Vice ran a story in February this year (2022) How to dispose of your not-so-disposable vapes. They similarly reported on how difficult this is to achieve and found that a mechatronics engineer in Australia had posted on Instagram offering to dismantle and recycle consumers disposable vapes, but soon got overwhelmed with requests and noted that under Australia Post rules, one can only send one disposable vape per parcel. The article goes on to show how consumers can dismantle disposable vapes to get the battery out – this is a dangerous approach because, as stated above, lithium batteries if pierced can spontaneously combust.
There is some ongoing innovation in the design of disposable vapes. One design which grabbed headlines recently is the QBAR by a company called Riot E-Liquid. The QBAR website features a slick video which shows how to easily, safely dismantle the disposable vape, and to then presumably take the lithium battery to a battery recycler. Conversely, other brands seem to be going in the opposite direction and are making their disposable vapes even more difficult to deconstruct.
None of the vape, recycling, or lithium experts I spoke to had heard of any commercial-scale operation to recycle disposable vapes.
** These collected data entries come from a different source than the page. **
PR #490, opened 2022-08-10
Check if gpus match checkpoint

nv-braf:
Check to ensure GPUs match their checkpoint counterparts.
If so, we can skip getting the server metrics.
If not, we take an exception.

Enhanced L0_config_search to check for both conditions.


model_analyzer/analyzer.py
```diff
@@ -213,6 +217,12 @@ def _create_model_manager(self, client, gpus):
             state_manager=self._state_manager)
 
     def _get_server_only_metrics(self, client):
+        if self._do_checkpoint_server_metrics_match():
```
tgerdesnv, line 220: bare minimum this should be inside of the `!= c_api` code below. However, I think this will also not work for remote mode.  Then again, remote mode server will already be up and we might be able to solve that case slightly differently?

model_analyzer/analyzer.py
```diff
@@ -344,3 +354,21 @@ def _get_top_n_model_config_names(self, n=-1):
             x.run_config().model_variants_name()
             for x in self._result_manager.top_n_results(n=n)
         ]
+
+    def _do_checkpoint_server_metrics_match(self) -> bool:
```
tgerdesnv, line 358: name this better. We aren't checking the metrics, but rather the GPUs.

model_analyzer/analyzer.py
```diff
@@ -344,3 +354,21 @@ def _get_top_n_model_config_names(self, n=-1):
...
+        foo = nvmlInit()
```
tgerdesnv, line 359: I think you need to also shutdown when you are done?

tgerdesnv (changes requested):

tgerdesnv:
as we discussed offline, it looks like the GPU information is already available to you in the function that calls get_server_only_metrics

nv-braf:
I've removed pynvml. Please re-review

model_analyzer/analyzer.py
```diff
@@ -212,8 +213,14 @@ def _create_model_manager(self, client, gpus):
             metrics_manager=self._metrics_manager,
             state_manager=self._state_manager)
 
-    def _get_server_only_metrics(self, client):
+    def _get_server_only_metrics(self, client, gpus):
         if self._config.triton_launch_mode != 'c_api':
+            if self._do_checkpoint_gpus_match(gpus):
```
tgerdesnv, line 218: What should we do if the GPU's DONT match? Should we error and tell the user to toss away the checkpoint?

model_analyzer/analyzer.py
```diff
@@ -212,8 +213,14 @@ def _create_model_manager(self, client, gpus):
             metrics_manager=self._metrics_manager,
             state_manager=self._state_manager)
 
-    def _get_server_only_metrics(self, client):
+    def _get_server_only_metrics(self, client, gpus):
         if self._config.triton_launch_mode != 'c_api':
```
tgerdesnv, line 217: Does this work for remote mode? Do the GPUs actually match what is on the remote machine?

model_analyzer/analyzer.py
```diff
@@ -344,3 +351,12 @@ def _get_top_n_model_config_names(self, n=-1):
             x.run_config().model_variants_name()
             for x in self._result_manager.top_n_results(n=n)
         ]
+
+    def _do_checkpoint_gpus_match(self, gpus) -> bool:
+        server_only_data = self._result_manager.get_server_only_data()
+
+        for gpu in gpus:
```
tgerdesnv, line 358: This makes sure that all requested GPUs are in the checkpoint, but does not confirm that they are the same.

The user could have run in docker mode with 2 GPUs visible, and later restarted with only 1 GPU visible. In that case this code will say it is a match, but it is not.

nv-braf: Good point. I've updated the code to check that they exactly match.

model_analyzer/analyzer.py
```diff
@@ -344,3 +351,10 @@ def _get_top_n_model_config_names(self, n=-1):
             x.run_config().model_variants_name()
             for x in self._result_manager.top_n_results(n=n)
         ]
+
+    def _do_checkpoint_gpus_match(self, gpus) -> bool:
+        ckpt_data = self._result_manager.get_server_only_data()
+        ckpt_uuids = [ckpt_uuid for ckpt_uuid in ckpt_data.keys()]
+        gpu_uuids = [gpu._device_uuid for gpu in gpus]
+
+        return sorted(ckpt_uuids) == sorted(gpu_uuids)
```
tgerdesnv, line 360: endl

model_analyzer/analyzer.py
nv-braf: Yes. I've added that check.

model_analyzer/analyzer.py
nv-braf: I've tried this in remote mode and it does work as we are able to acquire the gpuids

model_analyzer/analyzer.py
```diff
@@ -212,8 +213,18 @@ def _create_model_manager(self, client, gpus):
...
-    def _get_server_only_metrics(self, client):
+    def _get_server_only_metrics(self, client, gpus):
         if self._config.triton_launch_mode != 'c_api':
+            if self._do_checkpoint_gpus_match(gpus):
+                logger.info(
+                    "GPU devices match checkpoint - skipping server metric acquisition"
+                )
+                return
+            elif gpus is not None:
+                sys.exit(
```
tgerdesnv, line 224: why sys.exit instead of raising an exception?

requirements.txt
```diff
@@ -24,4 +24,4 @@ pdfkit>=0.6.1
 cryptography>=3.3.2
 httplib2>=0.19.0
 tritonclient[all]>=2.4.0
-gevent>=21.12.0
+gevent>=21.12.0
```
tgerdesnv, line 27: is anything different here? if not, revert

model_analyzer/analyzer.py
nv-braf: I've changed this to be an exception

requirements.txt
nv-braf: Reverted

qa/L0_config_search/test.sh
```diff
@@ -122,6 +142,18 @@ for launch_mode in $TRITON_LAUNCH_MODES; do
             RET=1
         fi
 
+        # Check that GPUs don't match and we return an error
+        if [ $launch_mode != 'remote' ]; then
```
tgerdesnv, line 146: why not do this for remote?

qa/L0_config_search/test.sh
```diff
@@ -28,7 +28,7 @@ EXPORT_PATH="`pwd`/results"
 FILENAME_SERVER_ONLY="server-metrics.csv"
 FILENAME_INFERENCE_MODEL="model-metrics-inference.csv"
 FILENAME_GPU_MODEL="model-metrics-gpu.csv"
-TRITON_LAUNCH_MODES="remote local"
+TRITON_LAUNCH_MODES="local remote"
```
tgerdesnv, line 31: any reason why you chose L0_config_search instead of L0_server_launch_modes?

qa/L0_config_search/test.sh
```diff
@@ -122,6 +142,18 @@ for launch_mode in $TRITON_LAUNCH_MODES; do
             RET=1
         fi
 
+        # Check that GPUs don't match and we return an error
+        if [ $launch_mode != 'remote' ]; then
+            sed -i 's/GPU-/GPU-1-/g' $CHECKPOINT_DIRECTORY/1.ckpt
+            
+            run_analyzer
+            if [ $? -e 0 ]; then
```
tgerdesnv, line 150: Also re-do the grep above and make sure it does NOT match

tgerdesnv (changes requested):

qa/L0_config_search/test.sh
nv-braf: Would have been more code complexity to get this to work with keeping the remote server up and then shutting it down correctly.

And, I only need to cover this case for one (non-c_api) mode to exercise this code.

qa/L0_config_search/test.sh
nv-braf: I couldn't easily figure out how to change that test and this gets us most of what we need (local and remote).

qa/L0_config_search/test.sh
nv-braf: Done

tgerdesnv (approved):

In response to questions from me, a spokesperson from the HSE said that “a couple of small scale [lithium ion battery recycling] plants are planned for the UK, coming on stream in 2023 and 2024 respectively”, which are being developed by Glencore and Veolia, and that “Their likely rationale – this will be a growing market and therefore presents a business opportunity.”
What’s next for disposable vape recycling?
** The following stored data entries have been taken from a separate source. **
PR #491, opened 2022-08-10
Fix type checking failures in quick search algo

nv-hwoo:
* Fix or add missing type hints
* Make Coordinate class to be iterable for compatibility with tuple type hints
* Avoid `round` operator overloading in Coordinate class since Python expects round operator to return integer
* Fix test case


tgerdesnv (changes requested):

nv-braf (approved):
Looks good

tgerdesnv (approved):

PR #493, opened 2022-08-11
Remove wkhtmltopdf requirement from docs

tgerdesnv:
wkhtmltopdf is available in sdk container and will be installed with a wheel or pip install. There is no need to mention it in any docs


nv-braf (approved):
Looks good

PR #497, opened 2022-08-12
Update string representation for instance_group

tgerdesnv:
This means two instances PER gpu:

```
  instance_group [{
      count: 2
      kind: KIND_GPU
    }]
```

We may be some distance from being able to simply put used disposable vapes into general household or public recycling bins, but ‘Extended Producer Responsibility’ offers a glimmer of hope. Under existing battery regulations, many retailers selling batteries are required to provide for ‘free take back’ of waste portable batteries at their premises. Producers are then responsible for ensuring these batteries are appropriately treated and recycled. It is unclear whether this extends to products which contain batteries, like disposable vapes. Some vape companies have already asked consumers to give back their used disposable vapes. An issue with this is the lack of widely available recyclers in the UK who are able to take them from vape shops to recycling facilities.
The government is currently reviewing Extended Producer Responsibility rules relating to waste electronics. A Defra spokesperson said “Raw materials are finite, and each battery thrown away and lost to the system is a waste of valuable resources. That is why we are reviewing the existing producer responsibility approach for batteries, which will make it easier for people to recycle these items, driving up recycling rates.”
It remains to be seen whether this will be something which is confronted head on by the vape companies themselves, market forces, litigation, or by government action.